Collected data:
PR #1918, opened 2021-10-04
fix: add whitespace for avoid unlikely colisions

pfreixes:
@vmihailenco sorry but received some feedback from my colleagues and they suggested, which I agree, that by adding an space before the addr will remove any chance of having a false positive because of overlapping in the hostname.

Tested and works like a charm also.


vmihailenco:
Thanks

PR #1922, opened 2021-10-15
chore: use ctx parameter in cmdInfo

HurSungYun:
cmdInfo has `ctx` as parameter, so I believe it would be more reasonable to use context parameter rather than client context when logging


vmihailenco:
Thanks

PR #1958, opened 2021-12-13
[Perf] simple time period checking dial circuit

longxuecheng:


longxuecheng:
it is just a simple change to avoid large number of routines was created at the time dialing operations have high delay

PR #2869, opened 2024-01-18
feat: Allow for pubsub connections to optionally be taken from pool

vtermanis:
- Suggestion for https://github.com/redis/go-redis/issues/2867
- Only applicable to non-cluster client
   - **Question**: Should it apply to all client types?


vtermanis:
Only the RE Tests suite fails - it's not able to find an (internal?) docker image. I believe there's nothing I can do about that.

ndyakov:
@vtermanis thank you for your contribution. What will happen if we exhaust the pool with pub-sub connections, since they are not reusable with resp2?

vtermanis:
> What will happen if we exhaust the pool with pub-sub connections, since they are not reusable with resp2?

@ndyakov - this should be no different to exhausting the pool with non-pubsub connections, I believe.

1. Normal commands
    1. Connection taken from pool
    2. Connection used for some commands
    3. Connection returned to pool **or** connection closed (`connPool.Remove`, if an error occurred)
2. Pub-sub
    1. Connection taken from pool
    2. Connection used for pubsub
    3. Connection closed (`connPool.Remove`, regardless of success failure)

For both 1.iii & 2.iii, if a connection is closed instead of being returned for re-use, a new connection can be created again, within the total pool limit.
(Caveat: I have not looked at whether the core pool code has changed since my proposal.)

ndyakov:
@vtermanis would you mind checking the pool related login in https://github.com/redis/go-redis/pull/3447 , I did decide to have a separate pool for pubsubs. Before going this route I did try different approaches, including using the connection in the pool for pubsub, but at the end it is way cleaner to have a separate pool for pubsub. We may want to work on it and improve (by having a separate limit maybe? and things like that), Let me know what you think, i will close this one for now. Once we have merged https://github.com/redis/go-redis/pull/3447 I will be available to help, review, assist you if you would like to improve the pooling.

Issue #2850, opened 2023-12-25
Improve connection speed by running fewer commands


chayim:
Today, connecting to a Redis instance, involves running multiple commands, and parsing the response repeatedly, this includes usage such as [setinfo](https://redis.io/commands/client-setinfo), which itself is run twice. The example below illustrates, that it's possible to pass all connection configuration information within a pipeline. In turn, the HELLO call returns the version of Redis, which could perhaps be used later for other things.

This is marked as _good-first-issue_ not because it's necessarily easy to implement, inasmuch as it's a good entrypoint, to learning how connections to redis occur.

```
127.0.0.1:6379> multi
OK
127.0.0.1:6379(TX)> auth bob smurf
QUEUED
127.0.0.1:6379(TX)> select 5
QUEUED
127.0.0.1:6379[5](TX)> hello 3
QUEUED
127.0.0.1:6379[5](TX)> client setinfo lib-name predis
QUEUED
127.0.0.1:6379[5](TX)>  client setinfo lib-ver 55.5.0
QUEUED
127.0.0.1:6379[5](TX)> client tracking on optin
QUEUED
127.0.0.1:6379[5](TX)> CLIENT caching yes
QUEUED
127.0.0.1:6379[5](TX)> exec
1) OK
2) OK
3) 1# "server" => "redis"
   2# "version" => "7.2.3"
   3# "proto" => (integer) 3
   4# "id" => (integer) 26
   5# "mode" => "standalone"
   6# "role" => "master"
   7# "modules" => (empty array)
4) OK
5) OK
6) OK
7) OK
127.0.0.1:6379[5]> 
```

prabhjotsingh18:
Hey @chayim, 
total newbie here, I would love to take this up, but I would require assistance. 
If you can help me with stating the point and blueprint of how this can be implemented, that would be great.

lzakharov:
Hello! If I understood correctly, the task is to optimize Redis connection initialization method [*baseClient.initConn](https://github.com/redis/go-redis/blob/master/redis.go#L280). I'm not sure that it's possible to move `hello` command inside the pipeline, but it can be easily done for two `ClientSetInfo` calls.

prabhjotsingh18:
Sure @chayim,  @ofekshenawa if you can guide me where to begin and what concepts I need to familiarise myself with.

pglushko:
@prabhjotsingh18  are you still working on this?

prabhjotsingh18:
hey @pglushko , 
[...]

PR #2880, opened 2024-02-04
Speed up connections by sending SetInfo via a pipeline

ofekshenawa:


chayim:
part of #2850

chayim (approved):

git-hulk:
@ofekshenawa @chayim This will break users using Redis version < 7.2 which doesn't support the `CLIENT SETINFO` command. The previous version works well since the command error was ignored, bringing them into the pipeline will throw an error.

BTW, I think it'd be better to set `DisableIndentity` to `true` by default, for the sake of 7.2 is too new to most users. I will be happy to send a PR to resolve this if it sounds good to you!

svenwltr:
Hello! This was released in a minor update release, but it would break all our apps, since we are using KeyDB and as far as I see it does not support `CLIENT SETINFO`.

Looking at the references to this PR, we are not the only ones having issues.

Are there plans for fixing this or workarounds available?

homme:
Follow #2911 if you've found your way here because this change is breaking your apps.

PR #2885, opened 2024-02-05
fix ConnPool race in newConn

OlegStotsky:
Currently there is a race in newConn. This means that any code that uses this client will fail tests with -race flag enabled. This PR fixes this.

### DIFF
--- a/internal/pool/pool.go
+++ b/internal/pool/pool.go
@@ -168,9 +168,12 @@ func (p *ConnPool) newConn(ctx context.Context, pooled bool) (*Conn, error) {
 		return nil, ErrClosed
 	}
 
+	p.connsMu.Lock()
 	if p.cfg.MaxActiveConns > 0 && p.poolSize >= p.cfg.MaxActiveConns {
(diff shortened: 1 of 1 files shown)


OlegStotsky:
@ofekshenawa please take a look

Aden-Q:
@OlegStotsky You should mention my issue [here](https://github.com/redis/go-redis/issues/2876) (if you saw it). And I don't think it's the correct way to fix the issue. Even though it can protect the variable to be mutated while being read. There still can be interleaving execution flows, causing some errors on the semantic level (for example, read the value in one goroutine, afterwards it is updated by another goroutine). I think we need to we protect the full scope of the critical section, instead of doing: lock-unlock, then lock-unlock again.

OlegStotsky:
@Aden-Q I've added another check after we acquire the mutex again. Should be correct now.

OlegStotsky:
@vmihailenco could you take a look please

ofekshenawa (approved):

PR #2908, opened 2024-02-15
Fix monitor on go 1.19

ofekshenawa:
This PR fixes a data race issue in the monitor command. 
Additionally, We are skipping the example tests because they contain dependencies not supported in Go v1.19


monitor_test.go
```diff
@@ -46,3 +49,52 @@ var _ = Describe("Monitor command", Label("monitor"), func() {
 		Expect(lst[3]).To(ContainSubstring(`"set" "bap" "8"`))
 	})
 })
+
+func TestMonitorCommand(t *testing.T) {
```
gerzse, line 53: I noticed that this new test is written with the `testing` framework. I guess this is intentional, right? Just some lines above there is a similar test written with Ginkgo.

gerzse (dismissed):

monitor_test.go
ofekshenawa: Correct, this is just to make our debugging easier in the future

gerzse (approved):

PR #2915, opened 2024-02-19
bug: Fix SETINFO ensuring it is set-and-forget

### LINKED ISSUE #2910: redis eval error: ERR unknown subcommand 'setinfo'. Try CLIENT HELP.
Running into this error since updating from 9.4.0 to 9.5.0:
```
redis eval error: ERR unknown subcommand 'setinfo'. Try CLIENT HELP.
```

Not sure if this is an issue with how our worker queue package is interfacing with redis, but since the recent release made changes to `setinfo` I figured I would raise the issue just in case. I will try and update this issue with pertinent info as I investigate further

Running on go 1.22.0, the worker queue package is called `asynq`. Thanks!

### LINKED ISSUE #2911: 9.5.0 breaks app with request for setinfo on older redis

## Expected Behavior

golang client connects to redis.

If the server does not support `CLIENT SETINFO`, the golang client shouldn't try to use it, or should at least not error on connection.

## Current Behavior

Upon the first command:
`ERR unknown subcommand 'setinfo'. Try CLIENT HELP.`

## Possible Solution

`opt.DisableIndentity = true`

## Steps to Reproduce

1. Make a hello world app using v9.5.0 redis client, and connect to a recent but not totally current redis such as 7.1.0
2. Run it

https://goplay.tools/snippet/rbwI-UrfSkd

Won't run on goplay.tools because there are too many packages to download. Copy the code into a local scratch folder and run it.

## Context (Environment)

Apps don't start up, I had to revert to 9.4.0

## Detailed Description

This is caused by 9.5.0 change that moves LibraryInfo logic into a pipeline. The prior code did not check for errors. Now it fails the startup pipeline.

### LINKED ISSUE #2914: ClientSetInfo adds runtime.Version() to libName
ClientSetInfo adds the output of runtime.Version() to the libName. The runtime.Version() is not guaranteed to not contain characters not allowed by redis. For example in our case it is: `go1.22.0 X:boringcrypto`, and spaces are not allowed in libName.

The only way to prevent this is to set DisableIndentity (presumably a typo from DisableIdentity). However, if you are also using Sentinel then that option is not copied over in `sentinelOptions` so you'll always send the illegal libName.

```
sentinel.go:552: sentinel: GetMasterAddrByName master="default" failed: ERR LIB-NAME cannot contain spaces, newlines or special characters.
libName = go-redis(,go1.22.0 X:boringcrypto)
```

## Expected Behavior

It shouldn't matter what the go version string is when connecting to a redis server.

DisableIndentity should prevent it from being sent in all cases

## Current Behavior

It matters what the go version string is, potentially breaking when that string is illegal in libName

DisableIndentity does not always prevent libName from being sent (e.g. Sentinel).

## Possible Solution

Remove the Go version from the libName, or strip illegal characters from it. Also copy disableIndentity in all relevant places.

## Steps to Reproduce

Build a redis client program using a Go version that has a version string with a space in it

ofekshenawa:
Updating SETINFO so that when it is sent, it is set-and-forget. This enabled SETINFO to run only where appropriate (i.e redis 7.2+). Once ready, this release should:

closes #2910 
closes #2911 
closes #2914

### DIFF
--- a/options.go
+++ b/options.go
@@ -143,7 +143,7 @@ type Options struct {
 	readOnly bool
 
 	// Disable set-lib on connect. Default is false.
-	DisableIndentity bool
+	DisableIdentity bool
 
 	// Add suffix to client name. Default is empty.
 	IdentitySuffix string
--- a/options.go
+++ b/options.go
@@ -143,7 +143,7 @@ type Options struct {
 	readOnly bool
 
 	// Disable set-lib on connect. Default is false.
-	DisableIdentity bool
+	DisableIndentity bool
 
 	// Add suffix to client name. Default is empty.
 	IdentitySuffix string
--- a/redis.go
+++ b/redis.go
@@ -346,8 +346,10 @@ func (c *baseClient) initConn(ctx context.Context, cn *pool.Conn) error {
 		if c.opt.IdentitySuffix != "" {
 			libName = c.opt.IdentitySuffix
 		}
-		conn.ClientSetInfo(ctx, WithLibraryName(libName))
-		conn.ClientSetInfo(ctx, WithLibraryVersion(libVer))
+		p := conn.Pipeline()
+		p.ClientSetInfo(ctx, WithLibraryName(libName))
+		p.ClientSetInfo(ctx, WithLibraryVersion(libVer))
+		p.Exec(ctx)
 	}
 
 	if c.opt.OnConnect != nil {
--- a/redis.go
+++ b/redis.go
@@ -313,16 +313,6 @@ func (c *baseClient) initConn(ctx context.Context, cn *pool.Conn) error {
 		return err
 	}
 
-	if !c.opt.DisableIdentity {
-		libName := ""
-		libVer := Version()
-		if c.opt.IdentitySuffix != "" {
-			libName = c.opt.IdentitySuffix
-		}
-		conn.ClientSetInfo(ctx, WithLibraryName(libName))
-		conn.ClientSetInfo(ctx, WithLibraryVersion(libVer))
-	}
-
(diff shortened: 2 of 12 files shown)


git-hulk:
@ofekshenawa What about disabling identity by default as mentioned in https://github.com/redis/go-redis/pull/2880#issuecomment-1951063051? guess most of the users are running Redis < 7.2 and enabling this may affect the performance of the connect stage.

redis.go
```diff
@@ -313,6 +313,16 @@ func (c *baseClient) initConn(ctx context.Context, cn *pool.Conn) error {
 		return err
 	}
 
+	if !c.opt.DisableIndentity {
```
dvora-h, line 316: I think it should be `DisableIdentity`(typo)

And I didn't understand what is the reason to run it not in the pipeline?

ofekshenawa: https://github.com/redis/go-redis/issues/2911
Client setinfo needs to be "fire and forget" and when executing in pipline we check for errors in pipline.

options.go
```diff
@@ -143,7 +143,7 @@ type Options struct {
 	readOnly bool
 
 	// Disable set-lib on connect. Default is false.
-	DisableIndentity bool
+	DisableIdentity bool
```
erikdubbelboer, line 146: Renaming this will be a breaking change for everyone setting it now.

ofekshenawa: Thank you!

dvora-h (approved):

redis.go
chayim: While it should be DisableIdentity, that would now be a breaking change for existing users. We'll have to get to that in V10.

chayim (approved):

dvora-h (approved):

PR #2923, opened 2024-02-20
Fix DisableIdentity and IdentitySuffix option forwarding"

### LINKED ISSUE #2911: 9.5.0 breaks app with request for setinfo on older redis

reenjii:
Fix #2911

DisableIdentity and IdentitySuffix options are not correctly forwarded by sentinelOptions and clusterOptions.

Because 9.5.0 now uses redis 7.2 setinfo options by default, this breakd older redis versions unless DisableIdentity is used.

It still breakd FailoverClients since DisableIdentity is not forwarded to base client.

### DIFF
--- a/bench_decode_test.go
+++ b/bench_decode_test.go
@@ -30,7 +30,7 @@ func NewClientStub(resp []byte) *ClientStub {
 		Dialer: func(ctx context.Context, network, addr string) (net.Conn, error) {
 			return stub.stubConn(initHello), nil
 		},
-		DisableIndentity: true,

* [WORK TO COMPLETE]
Starting from the data above, filter for lines with "being" and copy each one.

* [SOLVED EXERCISE]
For both 1.iii & 2.iii, if a connection is closed instead of being returned for re-use, a new connection can be created again, within the total pool limit.
@OlegStotsky You should mention my issue [here](https://github.com/redis/go-redis/issues/2876) (if you saw it). And I don't think it's the correct way to fix the issue. Even though it can protect the variable to be mutated while being read. There still can be interleaving execution flows, causing some errors on the semantic level (for example, read the value in one goroutine, afterwards it is updated by another goroutine). I think we need to we protect the full scope of the critical section, instead of doing: lock-unlock, then lock-unlock again.
DisableIndentity should prevent it from being sent in all cases
DisableIndentity does not always prevent libName from being sent (e.g. Sentinel).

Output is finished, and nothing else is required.